> _What you need to do_: After locating the line that contains "Issue #290, opened 2021-08-10" in the records below, write out exactly that line and each line after it through the one that contains "spec: update for 0.6.0-1", and nothing else.

> _Data excerpts_:
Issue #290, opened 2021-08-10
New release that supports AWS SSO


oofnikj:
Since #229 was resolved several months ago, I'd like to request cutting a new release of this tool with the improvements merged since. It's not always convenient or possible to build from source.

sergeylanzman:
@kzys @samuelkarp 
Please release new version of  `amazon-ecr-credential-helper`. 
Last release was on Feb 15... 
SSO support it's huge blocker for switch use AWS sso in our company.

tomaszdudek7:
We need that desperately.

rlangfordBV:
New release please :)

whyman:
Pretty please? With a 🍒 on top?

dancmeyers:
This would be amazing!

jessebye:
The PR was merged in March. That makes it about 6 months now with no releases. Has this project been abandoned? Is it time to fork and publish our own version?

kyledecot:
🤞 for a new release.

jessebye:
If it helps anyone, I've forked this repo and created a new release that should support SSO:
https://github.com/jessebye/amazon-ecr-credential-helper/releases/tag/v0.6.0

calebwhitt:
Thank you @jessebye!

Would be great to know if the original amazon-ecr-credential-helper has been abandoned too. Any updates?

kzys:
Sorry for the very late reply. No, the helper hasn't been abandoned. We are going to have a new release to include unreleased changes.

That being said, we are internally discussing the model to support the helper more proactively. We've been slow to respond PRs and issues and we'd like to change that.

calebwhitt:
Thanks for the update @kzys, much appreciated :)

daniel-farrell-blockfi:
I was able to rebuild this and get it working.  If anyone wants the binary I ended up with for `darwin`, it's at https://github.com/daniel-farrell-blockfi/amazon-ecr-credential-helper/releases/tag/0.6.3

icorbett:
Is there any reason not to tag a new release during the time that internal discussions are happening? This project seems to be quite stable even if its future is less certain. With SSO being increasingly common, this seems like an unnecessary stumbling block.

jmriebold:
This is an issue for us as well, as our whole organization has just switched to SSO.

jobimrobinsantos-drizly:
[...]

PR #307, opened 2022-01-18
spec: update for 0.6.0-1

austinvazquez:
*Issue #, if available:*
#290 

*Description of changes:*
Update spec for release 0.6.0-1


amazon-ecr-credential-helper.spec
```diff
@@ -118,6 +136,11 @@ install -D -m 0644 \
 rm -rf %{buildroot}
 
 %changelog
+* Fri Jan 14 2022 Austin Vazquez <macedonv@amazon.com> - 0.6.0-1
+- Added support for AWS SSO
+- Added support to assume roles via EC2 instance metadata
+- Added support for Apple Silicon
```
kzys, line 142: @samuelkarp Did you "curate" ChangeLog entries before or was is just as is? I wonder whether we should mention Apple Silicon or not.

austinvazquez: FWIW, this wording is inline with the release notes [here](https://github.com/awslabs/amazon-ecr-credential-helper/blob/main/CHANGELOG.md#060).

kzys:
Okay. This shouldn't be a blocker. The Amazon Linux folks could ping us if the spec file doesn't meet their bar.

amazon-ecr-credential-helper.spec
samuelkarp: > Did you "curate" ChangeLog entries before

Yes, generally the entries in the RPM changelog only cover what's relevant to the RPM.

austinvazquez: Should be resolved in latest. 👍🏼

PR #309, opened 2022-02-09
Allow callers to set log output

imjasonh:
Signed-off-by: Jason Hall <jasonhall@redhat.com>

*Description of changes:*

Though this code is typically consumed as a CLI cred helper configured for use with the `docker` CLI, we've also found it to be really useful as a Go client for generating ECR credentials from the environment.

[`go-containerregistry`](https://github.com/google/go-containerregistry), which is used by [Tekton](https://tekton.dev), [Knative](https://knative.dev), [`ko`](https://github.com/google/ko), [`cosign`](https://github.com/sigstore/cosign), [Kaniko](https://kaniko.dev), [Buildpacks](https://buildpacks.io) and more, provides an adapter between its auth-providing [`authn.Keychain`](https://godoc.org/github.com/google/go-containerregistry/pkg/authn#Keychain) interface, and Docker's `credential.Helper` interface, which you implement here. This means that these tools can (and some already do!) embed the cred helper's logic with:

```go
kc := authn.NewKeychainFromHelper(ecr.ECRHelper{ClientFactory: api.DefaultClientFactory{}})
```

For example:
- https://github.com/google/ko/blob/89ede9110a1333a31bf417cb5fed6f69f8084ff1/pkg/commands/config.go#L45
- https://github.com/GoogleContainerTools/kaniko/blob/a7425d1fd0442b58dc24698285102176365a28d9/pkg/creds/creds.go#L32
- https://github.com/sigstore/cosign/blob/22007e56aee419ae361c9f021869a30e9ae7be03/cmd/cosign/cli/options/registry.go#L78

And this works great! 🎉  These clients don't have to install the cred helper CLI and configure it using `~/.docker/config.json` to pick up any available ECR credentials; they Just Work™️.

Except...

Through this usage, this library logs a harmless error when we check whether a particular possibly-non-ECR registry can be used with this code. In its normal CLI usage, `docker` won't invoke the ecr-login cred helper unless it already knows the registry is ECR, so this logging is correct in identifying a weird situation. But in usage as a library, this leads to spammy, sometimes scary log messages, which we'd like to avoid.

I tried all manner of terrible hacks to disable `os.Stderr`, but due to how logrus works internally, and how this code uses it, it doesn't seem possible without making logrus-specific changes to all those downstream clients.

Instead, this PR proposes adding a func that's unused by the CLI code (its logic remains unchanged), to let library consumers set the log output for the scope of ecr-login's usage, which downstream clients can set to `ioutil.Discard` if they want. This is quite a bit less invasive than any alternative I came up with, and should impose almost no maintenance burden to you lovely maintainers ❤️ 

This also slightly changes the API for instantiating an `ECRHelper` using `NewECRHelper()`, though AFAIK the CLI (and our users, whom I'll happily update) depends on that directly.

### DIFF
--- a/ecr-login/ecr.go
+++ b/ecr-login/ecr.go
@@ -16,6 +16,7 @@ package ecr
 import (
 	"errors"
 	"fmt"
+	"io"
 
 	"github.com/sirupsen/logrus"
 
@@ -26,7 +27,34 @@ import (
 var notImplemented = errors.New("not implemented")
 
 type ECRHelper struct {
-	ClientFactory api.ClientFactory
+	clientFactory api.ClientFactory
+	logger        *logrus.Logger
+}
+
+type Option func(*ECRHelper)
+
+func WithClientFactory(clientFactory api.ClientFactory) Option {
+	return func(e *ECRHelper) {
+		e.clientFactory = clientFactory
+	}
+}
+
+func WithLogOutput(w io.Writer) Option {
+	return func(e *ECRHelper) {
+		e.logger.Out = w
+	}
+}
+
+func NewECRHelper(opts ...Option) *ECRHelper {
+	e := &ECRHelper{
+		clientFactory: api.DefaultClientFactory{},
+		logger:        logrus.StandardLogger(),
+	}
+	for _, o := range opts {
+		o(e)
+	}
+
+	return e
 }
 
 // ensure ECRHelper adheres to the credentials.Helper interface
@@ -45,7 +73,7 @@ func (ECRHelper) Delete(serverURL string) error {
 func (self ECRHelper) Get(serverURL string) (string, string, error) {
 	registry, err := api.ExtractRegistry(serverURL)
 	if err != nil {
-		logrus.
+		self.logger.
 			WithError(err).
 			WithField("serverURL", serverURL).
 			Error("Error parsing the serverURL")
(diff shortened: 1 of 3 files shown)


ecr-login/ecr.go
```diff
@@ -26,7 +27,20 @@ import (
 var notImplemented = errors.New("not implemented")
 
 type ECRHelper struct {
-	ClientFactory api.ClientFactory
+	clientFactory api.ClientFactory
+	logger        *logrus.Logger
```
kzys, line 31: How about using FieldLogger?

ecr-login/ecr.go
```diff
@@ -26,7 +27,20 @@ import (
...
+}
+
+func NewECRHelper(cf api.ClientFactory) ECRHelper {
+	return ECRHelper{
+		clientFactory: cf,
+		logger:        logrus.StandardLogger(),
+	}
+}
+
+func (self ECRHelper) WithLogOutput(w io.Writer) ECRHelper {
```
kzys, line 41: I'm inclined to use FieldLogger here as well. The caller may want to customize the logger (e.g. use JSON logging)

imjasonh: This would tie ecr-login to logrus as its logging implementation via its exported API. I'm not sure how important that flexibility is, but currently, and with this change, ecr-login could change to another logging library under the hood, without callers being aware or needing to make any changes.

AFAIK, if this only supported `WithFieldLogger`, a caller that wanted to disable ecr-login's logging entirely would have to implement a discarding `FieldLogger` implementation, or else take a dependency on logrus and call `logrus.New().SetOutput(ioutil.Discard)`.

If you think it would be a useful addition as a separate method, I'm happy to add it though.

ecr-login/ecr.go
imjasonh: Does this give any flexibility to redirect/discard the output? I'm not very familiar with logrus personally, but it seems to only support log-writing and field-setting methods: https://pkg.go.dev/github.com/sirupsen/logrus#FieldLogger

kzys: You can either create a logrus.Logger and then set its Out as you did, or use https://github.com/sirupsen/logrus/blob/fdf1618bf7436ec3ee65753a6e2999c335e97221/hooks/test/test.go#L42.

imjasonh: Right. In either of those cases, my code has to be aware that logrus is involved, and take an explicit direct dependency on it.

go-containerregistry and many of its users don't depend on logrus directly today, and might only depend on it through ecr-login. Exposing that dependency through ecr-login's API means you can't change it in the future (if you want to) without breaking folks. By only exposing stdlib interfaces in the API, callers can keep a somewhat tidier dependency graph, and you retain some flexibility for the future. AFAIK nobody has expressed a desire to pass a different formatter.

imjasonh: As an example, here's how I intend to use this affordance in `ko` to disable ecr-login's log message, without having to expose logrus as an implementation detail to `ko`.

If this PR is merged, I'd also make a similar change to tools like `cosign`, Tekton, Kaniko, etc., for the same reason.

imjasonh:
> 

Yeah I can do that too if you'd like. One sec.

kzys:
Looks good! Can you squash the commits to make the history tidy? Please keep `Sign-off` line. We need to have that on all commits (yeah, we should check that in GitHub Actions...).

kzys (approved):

==

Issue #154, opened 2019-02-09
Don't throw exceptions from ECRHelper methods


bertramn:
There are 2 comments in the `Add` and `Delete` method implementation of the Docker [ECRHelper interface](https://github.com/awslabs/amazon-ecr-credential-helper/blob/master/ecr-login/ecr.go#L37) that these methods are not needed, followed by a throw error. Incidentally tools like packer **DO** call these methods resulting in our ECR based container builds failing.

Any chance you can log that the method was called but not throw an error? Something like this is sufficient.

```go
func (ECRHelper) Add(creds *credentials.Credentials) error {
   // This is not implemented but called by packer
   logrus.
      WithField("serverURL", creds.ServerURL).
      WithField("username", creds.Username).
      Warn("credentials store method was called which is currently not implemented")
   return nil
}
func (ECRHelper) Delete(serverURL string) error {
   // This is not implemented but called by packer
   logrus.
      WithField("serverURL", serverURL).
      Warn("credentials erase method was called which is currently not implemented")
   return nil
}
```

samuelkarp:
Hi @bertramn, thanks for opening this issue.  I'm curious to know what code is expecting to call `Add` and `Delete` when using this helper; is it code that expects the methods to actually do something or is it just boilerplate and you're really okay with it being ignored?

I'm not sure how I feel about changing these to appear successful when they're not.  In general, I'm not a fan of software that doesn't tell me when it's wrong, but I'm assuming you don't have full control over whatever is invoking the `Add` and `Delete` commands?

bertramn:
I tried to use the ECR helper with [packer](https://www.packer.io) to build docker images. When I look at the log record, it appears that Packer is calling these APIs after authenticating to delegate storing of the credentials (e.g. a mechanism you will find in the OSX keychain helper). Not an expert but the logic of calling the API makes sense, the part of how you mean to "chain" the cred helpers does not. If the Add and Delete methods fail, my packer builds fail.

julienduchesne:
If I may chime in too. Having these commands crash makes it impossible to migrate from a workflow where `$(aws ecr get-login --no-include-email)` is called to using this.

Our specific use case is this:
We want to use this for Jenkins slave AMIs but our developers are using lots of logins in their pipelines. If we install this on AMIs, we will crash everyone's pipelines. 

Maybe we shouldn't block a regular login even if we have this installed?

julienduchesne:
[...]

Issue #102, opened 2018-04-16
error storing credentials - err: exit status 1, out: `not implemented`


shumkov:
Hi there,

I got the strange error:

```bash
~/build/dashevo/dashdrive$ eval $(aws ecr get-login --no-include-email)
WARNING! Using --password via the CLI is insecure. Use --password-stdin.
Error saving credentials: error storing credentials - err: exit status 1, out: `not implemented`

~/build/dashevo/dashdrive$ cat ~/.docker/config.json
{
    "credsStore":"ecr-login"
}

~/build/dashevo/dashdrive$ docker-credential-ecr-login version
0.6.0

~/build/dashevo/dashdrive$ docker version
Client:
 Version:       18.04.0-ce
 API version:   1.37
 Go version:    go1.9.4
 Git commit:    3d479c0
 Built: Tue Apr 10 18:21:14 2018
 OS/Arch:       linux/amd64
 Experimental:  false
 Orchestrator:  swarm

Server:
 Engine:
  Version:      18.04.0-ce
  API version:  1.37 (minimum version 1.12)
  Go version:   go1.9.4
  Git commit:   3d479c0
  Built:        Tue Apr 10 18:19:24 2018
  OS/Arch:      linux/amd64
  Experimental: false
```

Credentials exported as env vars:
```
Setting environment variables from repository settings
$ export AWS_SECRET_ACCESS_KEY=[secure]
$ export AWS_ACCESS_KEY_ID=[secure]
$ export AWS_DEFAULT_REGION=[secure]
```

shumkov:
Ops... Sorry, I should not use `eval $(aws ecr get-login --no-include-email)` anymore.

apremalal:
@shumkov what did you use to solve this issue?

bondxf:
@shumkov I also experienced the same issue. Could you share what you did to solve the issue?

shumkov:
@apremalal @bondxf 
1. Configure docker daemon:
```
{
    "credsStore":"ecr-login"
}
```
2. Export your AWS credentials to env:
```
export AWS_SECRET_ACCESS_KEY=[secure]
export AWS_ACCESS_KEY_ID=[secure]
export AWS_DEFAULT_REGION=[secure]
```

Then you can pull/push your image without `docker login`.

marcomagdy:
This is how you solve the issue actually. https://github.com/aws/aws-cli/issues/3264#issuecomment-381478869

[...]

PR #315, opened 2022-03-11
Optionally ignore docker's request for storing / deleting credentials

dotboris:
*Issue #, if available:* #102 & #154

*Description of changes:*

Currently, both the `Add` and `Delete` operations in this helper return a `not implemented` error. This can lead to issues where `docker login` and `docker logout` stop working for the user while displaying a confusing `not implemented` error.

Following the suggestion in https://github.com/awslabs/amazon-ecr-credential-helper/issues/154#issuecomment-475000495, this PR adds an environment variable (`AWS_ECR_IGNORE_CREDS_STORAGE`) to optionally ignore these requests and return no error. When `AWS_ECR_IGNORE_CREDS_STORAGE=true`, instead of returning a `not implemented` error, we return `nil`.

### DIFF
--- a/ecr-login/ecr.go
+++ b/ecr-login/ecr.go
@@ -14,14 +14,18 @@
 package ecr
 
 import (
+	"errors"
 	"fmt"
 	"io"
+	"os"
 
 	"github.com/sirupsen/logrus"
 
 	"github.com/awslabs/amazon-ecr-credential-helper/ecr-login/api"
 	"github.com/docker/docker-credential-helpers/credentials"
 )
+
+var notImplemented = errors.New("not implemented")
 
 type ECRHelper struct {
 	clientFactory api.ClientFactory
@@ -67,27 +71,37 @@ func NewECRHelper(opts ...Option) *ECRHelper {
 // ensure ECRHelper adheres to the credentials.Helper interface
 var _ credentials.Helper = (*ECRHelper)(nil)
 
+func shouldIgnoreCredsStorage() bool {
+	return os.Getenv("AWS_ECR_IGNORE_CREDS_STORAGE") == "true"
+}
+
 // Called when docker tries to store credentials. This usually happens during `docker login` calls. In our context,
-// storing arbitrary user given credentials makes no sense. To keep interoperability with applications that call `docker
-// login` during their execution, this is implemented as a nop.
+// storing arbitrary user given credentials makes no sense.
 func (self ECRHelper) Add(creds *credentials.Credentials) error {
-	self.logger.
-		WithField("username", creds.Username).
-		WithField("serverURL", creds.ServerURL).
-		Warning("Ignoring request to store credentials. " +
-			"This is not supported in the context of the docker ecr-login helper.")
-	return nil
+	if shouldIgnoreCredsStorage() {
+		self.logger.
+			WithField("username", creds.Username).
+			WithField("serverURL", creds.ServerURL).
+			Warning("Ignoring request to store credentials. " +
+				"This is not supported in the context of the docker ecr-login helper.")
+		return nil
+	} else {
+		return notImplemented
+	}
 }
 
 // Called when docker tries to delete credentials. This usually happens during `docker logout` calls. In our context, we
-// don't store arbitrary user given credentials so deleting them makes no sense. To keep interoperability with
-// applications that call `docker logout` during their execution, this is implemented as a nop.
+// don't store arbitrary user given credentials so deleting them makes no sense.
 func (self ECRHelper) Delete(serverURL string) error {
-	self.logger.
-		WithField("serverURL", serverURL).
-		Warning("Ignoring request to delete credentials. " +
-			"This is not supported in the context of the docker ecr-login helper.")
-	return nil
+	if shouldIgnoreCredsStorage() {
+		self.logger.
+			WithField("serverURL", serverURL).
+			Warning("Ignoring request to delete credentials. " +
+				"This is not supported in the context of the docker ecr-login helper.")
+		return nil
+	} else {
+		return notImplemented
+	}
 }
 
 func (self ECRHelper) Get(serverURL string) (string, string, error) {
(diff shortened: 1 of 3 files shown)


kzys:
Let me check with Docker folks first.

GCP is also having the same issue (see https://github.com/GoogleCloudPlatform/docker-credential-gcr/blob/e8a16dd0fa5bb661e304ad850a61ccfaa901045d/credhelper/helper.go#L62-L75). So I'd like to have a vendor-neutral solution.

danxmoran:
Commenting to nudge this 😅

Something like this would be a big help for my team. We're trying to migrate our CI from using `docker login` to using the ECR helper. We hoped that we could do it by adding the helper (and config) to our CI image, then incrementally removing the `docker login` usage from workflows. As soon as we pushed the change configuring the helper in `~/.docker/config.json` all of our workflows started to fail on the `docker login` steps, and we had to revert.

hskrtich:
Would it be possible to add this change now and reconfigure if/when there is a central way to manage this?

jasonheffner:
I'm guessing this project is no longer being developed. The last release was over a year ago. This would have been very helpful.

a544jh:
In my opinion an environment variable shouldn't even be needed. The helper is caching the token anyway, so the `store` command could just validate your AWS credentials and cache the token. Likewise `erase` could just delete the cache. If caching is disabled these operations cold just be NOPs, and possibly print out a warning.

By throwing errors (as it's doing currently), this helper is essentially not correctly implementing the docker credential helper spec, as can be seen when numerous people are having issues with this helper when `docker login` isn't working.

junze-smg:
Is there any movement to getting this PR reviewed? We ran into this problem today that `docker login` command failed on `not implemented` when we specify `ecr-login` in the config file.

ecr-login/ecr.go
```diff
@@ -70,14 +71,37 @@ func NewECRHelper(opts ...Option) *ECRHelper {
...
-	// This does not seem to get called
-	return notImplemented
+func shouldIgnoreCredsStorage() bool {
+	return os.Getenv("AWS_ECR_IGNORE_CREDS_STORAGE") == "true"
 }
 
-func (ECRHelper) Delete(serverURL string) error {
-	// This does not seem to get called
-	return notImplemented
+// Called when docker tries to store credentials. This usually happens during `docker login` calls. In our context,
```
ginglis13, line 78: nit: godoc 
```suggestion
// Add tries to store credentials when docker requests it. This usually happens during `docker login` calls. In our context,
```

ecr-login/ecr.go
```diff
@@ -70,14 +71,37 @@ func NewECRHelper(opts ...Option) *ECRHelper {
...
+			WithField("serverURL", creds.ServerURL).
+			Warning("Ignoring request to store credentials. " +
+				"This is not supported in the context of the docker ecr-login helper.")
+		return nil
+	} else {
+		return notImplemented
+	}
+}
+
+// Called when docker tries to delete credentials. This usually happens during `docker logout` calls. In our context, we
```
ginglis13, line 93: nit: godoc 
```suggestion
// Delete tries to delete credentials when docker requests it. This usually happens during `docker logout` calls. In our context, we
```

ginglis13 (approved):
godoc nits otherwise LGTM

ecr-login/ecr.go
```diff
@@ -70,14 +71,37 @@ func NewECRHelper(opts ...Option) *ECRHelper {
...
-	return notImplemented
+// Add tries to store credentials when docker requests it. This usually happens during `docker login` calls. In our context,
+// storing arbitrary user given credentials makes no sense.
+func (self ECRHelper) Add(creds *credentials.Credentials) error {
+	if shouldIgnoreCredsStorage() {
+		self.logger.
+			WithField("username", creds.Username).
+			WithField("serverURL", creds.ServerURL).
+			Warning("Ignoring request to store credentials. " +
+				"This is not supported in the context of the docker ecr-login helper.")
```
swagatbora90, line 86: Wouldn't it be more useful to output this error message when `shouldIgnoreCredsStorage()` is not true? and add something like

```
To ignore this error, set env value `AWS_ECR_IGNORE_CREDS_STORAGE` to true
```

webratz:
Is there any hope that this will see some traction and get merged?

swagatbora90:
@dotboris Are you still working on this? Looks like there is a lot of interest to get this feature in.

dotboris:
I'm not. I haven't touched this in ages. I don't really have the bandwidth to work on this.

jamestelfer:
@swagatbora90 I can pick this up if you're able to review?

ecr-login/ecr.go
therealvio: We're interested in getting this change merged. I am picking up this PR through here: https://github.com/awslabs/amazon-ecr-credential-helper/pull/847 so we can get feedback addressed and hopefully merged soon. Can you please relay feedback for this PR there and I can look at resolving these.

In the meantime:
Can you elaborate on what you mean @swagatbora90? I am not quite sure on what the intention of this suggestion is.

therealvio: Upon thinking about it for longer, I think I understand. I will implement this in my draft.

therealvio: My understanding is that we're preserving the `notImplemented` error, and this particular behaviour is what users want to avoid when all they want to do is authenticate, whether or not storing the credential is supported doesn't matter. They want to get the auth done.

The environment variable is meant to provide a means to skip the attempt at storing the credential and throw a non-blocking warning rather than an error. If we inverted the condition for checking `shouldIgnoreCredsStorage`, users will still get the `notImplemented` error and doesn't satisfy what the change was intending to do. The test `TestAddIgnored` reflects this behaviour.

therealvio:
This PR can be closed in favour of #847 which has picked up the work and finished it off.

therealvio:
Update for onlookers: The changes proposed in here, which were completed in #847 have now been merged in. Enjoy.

> _Answer section_:
Issue #290, opened 2021-08-10
New release that supports AWS SSO


oofnikj:
Since #229 was resolved several months ago, I'd like to request cutting a new release of this tool with the improvements merged since. It's not always convenient or possible to build from source.

sergeylanzman:
@kzys @samuelkarp 
Please release new version of  `amazon-ecr-credential-helper`. 
Last release was on Feb 15... 
SSO support it's huge blocker for switch use AWS sso in our company.

tomaszdudek7:
We need that desperately.

rlangfordBV:
New release please :)

whyman:
Pretty please? With a 🍒 on top?

dancmeyers:
This would be amazing!

jessebye:
The PR was merged in March. That makes it about 6 months now with no releases. Has this project been abandoned? Is it time to fork and publish our own version?

kyledecot:
🤞 for a new release.

jessebye:
If it helps anyone, I've forked this repo and created a new release that should support SSO:
https://github.com/jessebye/amazon-ecr-credential-helper/releases/tag/v0.6.0

calebwhitt:
Thank you @jessebye!

Would be great to know if the original amazon-ecr-credential-helper has been abandoned too. Any updates?

kzys:
Sorry for the very late reply. No, the helper hasn't been abandoned. We are going to have a new release to include unreleased changes.

That being said, we are internally discussing the model to support the helper more proactively. We've been slow to respond PRs and issues and we'd like to change that.

calebwhitt:
Thanks for the update @kzys, much appreciated :)

daniel-farrell-blockfi:
I was able to rebuild this and get it working.  If anyone wants the binary I ended up with for `darwin`, it's at https://github.com/daniel-farrell-blockfi/amazon-ecr-credential-helper/releases/tag/0.6.3

icorbett:
Is there any reason not to tag a new release during the time that internal discussions are happening? This project seems to be quite stable even if its future is less certain. With SSO being increasingly common, this seems like an unnecessary stumbling block.

jmriebold:
This is an issue for us as well, as our whole organization has just switched to SSO.

jobimrobinsantos-drizly:
[...]

PR #307, opened 2022-01-18
spec: update for 0.6.0-1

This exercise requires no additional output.